Partitioning and Net Grouping
The electrical behavior of a signal net depends on its proximity to other objects, such as power and ground planes or other signal nets (e.g., characteristic impedance is controlled by nearby supply planes, while crosstalk is determined by the locations of both planes and other traces. For meaningful analysis of any particular net, you need to determine what other planes and nets are nearby and include them in the simulation).
When you perform an analysis in CPA, the software automatically identifies nearby signal nets and power/ground planes. During full-package analysis, the signal nets are divided into several partitions, each of which consists of a number of nets that are all close to one another. This is done in order to efficiently and accurately analyze the entire package.

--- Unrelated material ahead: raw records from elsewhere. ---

PR #9493, opened 2025-07-24
fix(svelte-query): `state_unsafe_mutation` error with `useIs...`

hmnd:
Fixes the bug reported by @frederikhors [here](https://github.com/TanStack/query/discussions/7413#discussioncomment-13308487).

I thoroughly dug into this issue before I found calls to `Observer` and `MutataionOBserver` were unnecessarily wrapped in a `$derived(...)`. There is already an `$effect.pre(...)` used for updating options when they changed, so this shouldn't be necessary.

I've also added proper support for reactively updating queries when the passed in `queryClient` changes. The `queryClient` was already reactive previously, but was broken by my move away from `$derived`. Now, the observer is a `$state` and is updated whenever the client changes.


hmnd:
@lachlancollins should be fixed now :)

hmnd:
> Not sure if it worked, it's still showing all the conflicts

Oh sorry, `git fetch` only pulled from my fork, not upstream :facepalm: 

One sec

pnpm-lock.yaml
lachlancollins, line 1: Can you reset the lockfile to the target branch? There shouldn't be any changes in this PR given it doesn't change any dependencies (and it's also killing CI).

lachlancollins (changes requested):

pnpm-lock.yaml
hmnd: Oops, just noticed myself too. Also fixed!

hmnd: and just fixed all the unused import errors showing up in tests

packages/svelte-query/vite.config.ts
```diff
@@ -25,5 +25,6 @@ export default defineConfig({
     setupFiles: ['./tests/test-setup.ts'],
     coverage: { enabled: false, provider: 'istanbul', include: ['src/**/*'] },
     typecheck: { enabled: true },
+    globals: true,
```
lachlancollins: Can you please remove this? I've confirmed vitest still runs without it. Also, there are a few eslint errors (one was actually in the target branch which I've just fixed).

hmnd: Any idea what those Comment errors are? 
image

I'm seeing a space after every `//`, so I don't know what it wants

lachlancollins: Yeah it's weird, but if you run `pnpm test:eslint --fix`, they all go away!

hmnd: Do they on your end? Keep getting the same errors even after fix...

hmnd: No clue what it wants :thinking: 

Eg. `containers.svelte.ts` `:65` shouldn't have a `;`??
image
image

packages/svelte-query/src/createMutation.svelte.ts
```diff
@@ -24,48 +23,62 @@ export function createMutation<
...
+  const mutate = <CreateMutateFunction<TData, TError, TVariables, TContext>>((
+    variables,
+    mutateOptions,
+  ) => {
+    observer.mutate(variables, mutateOptions).catch(noop)
   })
 
-  onDestroy(() => {
-    unsubscribe()
+  let result = $derived(observer.getCurrentResult())
```
hmnd: @lachlancollins do you think we need to keep the Svelte peer dep pinned to as low as `5.7.0`, or could we bump that to at least `5.25.0` [so that assigning to `$derived` like this is supported](https://svelte.dev/docs/svelte/$derived#Overriding-derived-values)? This was part of `eslint --fix`, but if we need to stay on the lower version, I'll have to revert this back to a manually managed `$state`.

lachlancollins: I'm happy to bump the peer dependency version!

lachlancollins: @hmnd I've updated this on the target branch.

packages/svelte-query/vite.config.ts
lachlancollins: I'm happy to ignore eslint for now, it seems to be parsing the files incorrectly. Interestingly it works if you run it with the `--fix` option.

packages/svelte-query/src/createMutation.svelte.ts
lachlancollins: It seems like this change(?) might have caused tests to start failing. It's difficult to know though, as the force pushes have erased the history.

lachlancollins: Nevermind, I found the diff in a branch I cloned earlier. Tests are all passing again, so I think I'll merge this! Thanks heaps for your time @hmnd !

hmnd: Thank you for getting this merged @lachlancollins! Sorry about the force pushes :sweat_smile:

PR #9494, opened 2025-07-25
test(svelte-query/createQueries): simplify 'queryFn' and add test for success when queries reslove at different times

sukvvon:


packages/svelte-query/tests/createQueries/createQueries.test.ts
```diff
@@ -21,29 +21,22 @@ describe('createQueries', () => {
...
             },
           ],
         },
         queryClient: new QueryClient(),
       },
     })
 
-    await vi.advanceTimersByTimeAsync(0)
     expect(rendered.getByText('Status 1: pending')).toBeInTheDocument()
     expect(rendered.getByText('Status 2: pending')).toBeInTheDocument()
```
manudeli, line 38: If queryFn's sleeping time is different, it would be better to add test code for the case after just 10ms, not only this.

packages/svelte-query/tests/createQueries/createQueries.test.ts
```diff
@@ -21,29 +21,22 @@ describe('createQueries', () => {
...
-              },
+              queryFn: () => sleep(10).then(() => 'Success 1'),
             },
             {
               queryKey: ['key-2'],
-              queryFn: async () => {
-                await sleep(5)
-                return 'Success 2'
-              },
+              queryFn: () => sleep(20).then(() => 'Success 2'),
```
manudeli: If queryFn's sleeping time is different 10ms, 20ms, it would be better to add test code for the case after just 10ms, not only for case after 20ms.

packages/svelte-query/tests/createQueries/createQueries.test.ts
sukvvon: > If queryFn's sleeping time is different, it would be better to add test code for the case after just 10ms, not only this.

@manudeli 

I understand what you said. After this PR is merged, I’ll try some tests as you suggested.

packages/svelte-query/tests/createQueries/createQueries.test.ts
sukvvon: > If queryFn's sleeping time is different 10ms, 20ms, it would be better to add test code for the case after just 10ms, not only for case after 20ms.

@manudeli 

That makes sense. I’ll add the test as you suggested.

packages/svelte-query/tests/createQueries/createQueries.test.ts
```diff
@@ -21,44 +21,64 @@ describe('createQueries', () => {
...
+
+    expect(rendered.getByText('Status 1: pending')).toBeInTheDocument()
+    expect(rendered.getByText('Status 2: pending')).toBeInTheDocument()
+
+    await vi.advanceTimersByTimeAsync(11)
+    expect(rendered.getByText('Status 1: success')).toBeInTheDocument()
+    await vi.advanceTimersByTimeAsync(10)
+    expect(rendered.getByText('Status 2: success')).toBeInTheDocument()
+  })
+
```
sukvvon, line 71: > If queryFn's sleeping time is different 10ms, 20ms, it would be better to add test code for the case after just 10ms, not only for case after 20ms.

@manudeli 

I added the test as you suggested.

manudeli (approved):

PR #9496, opened 2025-07-25
test(svelte-query/{queryOptions,infiniteQueryOptions}): add 'eslint-disable' for 'vitest/expect-expect'

sukvvon:


packages/svelte-query/tests/infiniteQueryOptions/infiniteQueryOptions.test-d.ts
```diff
@@ -5,6 +5,7 @@ import { createInfiniteQuery, infiniteQueryOptions } from '../../src/index.js'
 import type { InfiniteData } from '@tanstack/query-core'
 
 describe('queryOptions', () => {
+  // eslint-disable-next-line vitest/expect-expect
```
manudeli, line 8: [assertType of vitest](https://vitest.dev/api/assert-type) could be better for this case
Could you check that?

sukvvon: @manudeli 

```ts
  test('Should not allow excess properties', () => {
    const options = infiniteQueryOptions({
      queryKey: ['key'],
      queryFn: () => Promise.resolve('data'),
      getNextPageParam: () => 1,
      initialPageParam: 1,
      // @ts-expect-error this is a good error, because stallTime does not exist!
      stallTime: 1000,
    })

    expectTypeOf(options).toEqualTypeOf<
      CreateInfiniteQueryOptions<
        string,
        Error,
        InfiniteData<string, unknown>,
        Array<string>,
        number
      >
    >()
  })
```

How about this?

manudeli: @mmkal (expect-type member) @sheremet-va @antfu (vitest member) 

I used to think [`assertType`](https://vitest.dev/api/assert-type.html#asserttype) in vitest was the best way to type test for cases like this, but I'm not entirely sure now. What is the best way to handle vitest/expect-expect when testing for these ts-expect-errors with vitest eslint? Could you share your thoughts?

mmkal: You could do something like

```ts
expectTypeOf(infiniteQueryOptions).toBeCallableWith({
  queryKey: ['foo'],
  ...
})
```

Which I believe vitest/expect-expect will allow, and it's pretty clear what the purpose of the test is that way too.

If that's still a linter error, I believe the expect-expect rule can be configured to allow expectTypeOf - although this would be worth allowing by default in vitest since it's built-in.

manudeli: Thanks for sharing your thought! I will try it❤️

manudeli: @mmkal I tried toBeCallable but it seems like `expectTypeOf().toBeCallableWith` isn't always doing what I'd expect compared to just calling the function directly 🥲
Could this be a bug in expect-type, or is it just a TypeScript limitation?

https://github.com/user-attachments/assets/ca866f75-c713-4979-91ea-b19de1a17f71

mmkal: Ah, yes, it's using `extends` so won't do the excess property check - and yes that's a typescript limitation that probably can't be worked around in expect-type.

You can still have the test for the excess property if you go more explicit:

```ts
expectTypeOf(infiniteQueryOptions).toBeCallableWith({ 
  queryKey: ['key'],
  queryFn: () => Promise.resolve('data'),
  getNextPageParam: () => 1,
  initialPageParam: 1,
})
expectTypeOf(infiniteQueryOptions).parameter(0).not.toHaveProperty('stallTime')
```

That second assertion does what you're looking for - if the function parameter allowed `[key: string]: unknown` it would fail. But understandable if you don't want to go so all-in on expect-type in this change.

benpsnyder:
Hey! Heads up — #10355 (`ci: add oxlint as fast pre-lint pass before ESLint`) covers this PR's intent.

With the oxlint integration, `vitest/expect-expect` is now handled by oxlint at `warn` level, and `eslint-plugin-oxlint`'s `buildFromOxlintConfig()` automatically disables the overlapping ESLint rule. So ESLint will no longer fire `vitest/expect-expect` on these type-level test files — the `eslint-disable` comments this PR adds would be unnecessary once #10355 lands.

I'd recommend closing this in favor of #10355 once it's merged.

TkDodo:
thanks, we’ll likely go ahead with #10355 so going to close this.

The following are some characteristics of partitioning:
- Different nets in each partition are treated differently. Some nets are considered to be valid members of the partition because they are sufficiently well surrounded by other nearby nets (in the same partition) to ensure that all neighborhood effects on them have been adequately considered. They are called valid when the inductance and capacitance values for those nets are an accurate representation of their true values.
- If a net is not valid for a particular partition, we call it nonvalid within that partition. This means that the net was included within the partition to model the environment of another (valid) net, but its own environment has not been modeled sufficiently to consider its self and mutual inductances to be correct.
- A net is always valid in at least one of the generated partitions. That same net may appear as a nonvalid net in a other partitions because it was needed there to model environmental effects on other nets.
- After the analysis completes, SIwave collects valid parts of the inductance and capacitance matrices for different partitions, discards the nonvalid parts, and combines the results together into a single accurate solution matrix.